Time variation seems to be really important for both triple sort and AP-Trees. For both the AP-Tree and the triple sort, the out-of-sample Sharpe is improved with time varying weights.
AP-Trees clearly dominate triple sort in every portfolio. Furthermore, both AP-Trees and triple-sort benefit from shrinkage to the mean, which substantially stabilizes empirical performance.
The sample of data is divided into three equal time-series blocks. Each block is used as a training period, and the model is evaluated on the remaining two.
This sections illustrate two points.
The test assets are as important as the tests done: the optimal cross-section should span the SDF projected on stocks via characteristics, and allow for an easy diagnostic of model performance. Traditional sorts (specially deciles and simple long-short anomalies) do not span the underlying SDF, therefore, even capturing alpha, the model might be misspecified.
In the authors view, the SDF alpha is the best wau to measure, since it aggregates all the information from the test assets and measures its out-of-sample feasible to investors performance.
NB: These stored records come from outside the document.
PR #933, opened 2019-02-15
Minor performance improvement: pass Cholesky of K to gauss_kl

vdutor:
This PR adds the ability to pass the Cholesky of K to `gauss_kl(.)` for the unwhitened case, instead of `K`. It prevents the double cost of inverting `K` twice, in both conditionals and gauss_kl.

## changes:
- added `K_cholesky` kwarg to `kullback_leiblers.gauss_kl`
- updated file to the new way of documenting array shapes. From `A x B` to `[A, B]`
- added unit test

### DIFF
--- a/gpflow/kullback_leiblers.py
+++ b/gpflow/kullback_leiblers.py
@@ -42,13 +42,17 @@ def gauss_kl(q_mu, q_sqrt, K=None, *, K_cholesky=None):
 
     K is the covariance of p, [M, M] or [L, M, M]
     K_cholesky is the cholesky of the covariance of p, [M, M] or [L, M, M]
-    Either `K` or `K_cholesky` have to be None.
-    If `K` and `K_cholesky` are None, compute the KL divergence to p(x) = N(0, I) instead.
+    
+    Note: if no K matrix is given (both `K` and `K_cholesky` are None),
+    `gauss_kl` computes the KL divergence from p(x) = N(0, I) instead.
+    The K matrix can be passed either directly as `K`, or as its Cholesky factor, `K_cholesky`. 
+    In either case, it can be a single matrix [M, M], in which case the sum of the L KL divergences 
+    is computed by broadcasting, or L different covariances [L, M, M].
     """
 
     if (K is not None) and (K_cholesky is not None):
-        raise ValueError("Ambigious args are passed to `gauss_kl`, "
-                         "Either `K` or `K_cholesky` need to be `None`")
+        raise ValueError("Ambiguous arguments: gauss_kl() must only "
+                         "be passed one of `K` or `K_cholesky`.")
 
     white = (K is None) and (K_cholesky is None)
     diag = q_sqrt.get_shape().ndims == 2
--- a/gpflow/kullback_leiblers.py
+++ b/gpflow/kullback_leiblers.py
@@ -22,7 +22,7 @@ from .decors import name_scope
 
 
 @name_scope()
-def gauss_kl(q_mu, q_sqrt, K=None):
+def gauss_kl(q_mu, q_sqrt, K=None, *, K_cholesky=None):
     """
     Compute the KL divergence KL[q || p] between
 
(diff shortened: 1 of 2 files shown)


gpflow/kullback_leiblers.py
```diff
@@ -22,7 +22,7 @@
 
 
 @name_scope()
-def gauss_kl(q_mu, q_sqrt, K=None):
+def gauss_kl(q_mu, q_sqrt, K=None, *, K_cholesky=None):
```
st--: Huh, does this work?? I had no idea! so you can pass K both by position or keyword, but K_cholesky must be passed as a keyword argument?

gpflow/kullback_leiblers.py
```diff
@@ -33,38 +33,46 @@ def gauss_kl(q_mu, q_sqrt, K=None):
...
-    If K is None, compute the KL divergence to p(x) = N(0, I) instead.
+    K is the covariance of p, [M, M] or [L, M, M]
+    K_cholesky is the cholesky of the covariance of p, [M, M] or [L, M, M]
+    Either `K` or `K_cholesky` have to be None.
+    If `K` and `K_cholesky` are None, compute the KL divergence to p(x) = N(0, I) instead.
     """
 
-    white = K is None
+    if (K is not None) and (K_cholesky is not None):
+        raise ValueError("Ambigious args are passed to `gauss_kl`, "
```
st--:
```suggestion
        raise ValueError("Ambiguous arguments: gauss_kl() must only be passed one of `K` or `K_cholesky`.")
```
(and delete following line)

gpflow/kullback_leiblers.py
```diff
@@ -33,38 +33,46 @@ def gauss_kl(q_mu, q_sqrt, K=None):
...
+    q_sqrt can be a matrix [M, L], each column represents the diagonal of a
         square-root matrix of the covariance of q.
 
-    K is the covariance of p.
-    It is a positive definite matrix (M x M) or a tensor of stacked such matrices (L x M x M)
-    If K is None, compute the KL divergence to p(x) = N(0, I) instead.
+    K is the covariance of p, [M, M] or [L, M, M]
+    K_cholesky is the cholesky of the covariance of p, [M, M] or [L, M, M]
+    Either `K` or `K_cholesky` have to be None.
+    If `K` and `K_cholesky` are None, compute the KL divergence to p(x) = N(0, I) instead.
```
st--: It would be good to make a bit clearer what happens. How about:

"If no K matrix is given (both `K` and `K_cholesky` are None), computes the KL divergence from p(x) = N(0, I) instead.
The K matrix can be passed either directly as `K`, or as its cholesky factor, `K_cholesky`. In either case, it can be a single matrix [M, M], in which case the sum of the L KL divergences is computed by broadcasting, or L different covariances [L, M, M]."

(note that it is the KL[q || p] *from* p *to* q)

gpflow/kullback_leiblers.py
vdutor: Yeah, it works as you would expect. 
```
In [6]: def foo(a=None, *, b=None):
   ...:     print(a, b)

In [7]: foo(a=1, b=2)
1 2

In [8]: foo(a=1)
1 None

In [9]: foo(b=2)
None 2

In [10]: foo(1, b=2)
1 2

In [11]: foo(2, a=1)
---------------------------------------------------------------------------
TypeError                                 Traceback (most recent call last)
<ipython-input-11-00078d28f012> in <module>
----> 1 foo(2, a=1)
TypeError: foo() got multiple values for argument 'a'

In [12]: foo(1, 2)
---------------------------------------------------------------------------
TypeError                                 Traceback (most recent call last)
<ipython-input-12-d3151bdab612> in <module>
----> 1 foo(1, 2)
TypeError: foo() takes from 0 to 1 positional arguments but 2 were given
```

I think it's the best thing to do as it is backwards compatible and "forces" people to explicitly specify if they passing the cholesky

st--: Yeah :) I think it's great!

st--: (I just had no idea it would work)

The pruning is a novel approach to select a small set of AP-Tree nodes with the most non-redundant pricing information for spanning the SDF. There are many conventional ways to prune a tree are not good in this particular case: the key issue lies in the fact that finding an optimal set of portfolios that span the SDF and maximize Sharpe ratio is a global problem and cannot be handled by local decision criteria.
The authors solve the problem by considering simultaneously both the final and intermediate nodes and applying the mean variance optimization to both.
As mentioned before, the minimum variance portfolio weights are found with elastic net penalty.
The training data is used to test different lambda parameters. The validation set chooses the best lambda. The testing subsample is used to trace the fully out-of-sample performance of the SDF and the properties of the individual portfolios in the chosen cross-section.
There are two approaches which are common when trying to identify anomalies: (i) sorts of returns on anomaly variables, and (ii) regressions.
The main advantage of sorts in a simple picture of how average returns vary across the spectrum of an anomaly variable.
A common approach is to form equal-weight (EW) decile portfolios by sorting stocks on the variable of interest. Generally the focus is largely applied to detailed results for extreme deciles. The first problem with that is the fact that portfolios can be dominated by tiny companies, microcaps, which account for 60% of the number of stocks, but only account for 3% of the market cap of the NYSE. Furthermore, smallcaps tend to account for more anomalies, therefore, tipically staying in more extreme sort portfolios. Therefore, a solution
Steady of giving the same weight to all the stocks, the weights of the portfolio are directly related to the relative size of the stocks. On the other hand, this can lead to portfolios largely dominated by a few big stocks, resulting again in an unrepresentative picture of the importance of the anomaly.
To solve the problems, the sorting is done using quantiles for the size of the stock, being the sizes until percentil 20, 50 and larger than 50.
While regression provides a clear marginal effect, the sorting does not come with the same possibility. On the other hand, regressions make all stocks weight the same. Therefore, when using regression, an alternative is separate the slope for microcaps, small stocks, and big stocks.
Net present value is made by discounting the cash flows of the future. The discounted cash flows of the future brings the value to the present time by discounting it by a factor that takes into account the:
- time value of money (risk free)
- risk premium for non-diversifiable risk
The process of the SDF is generally abreaviate with capital M.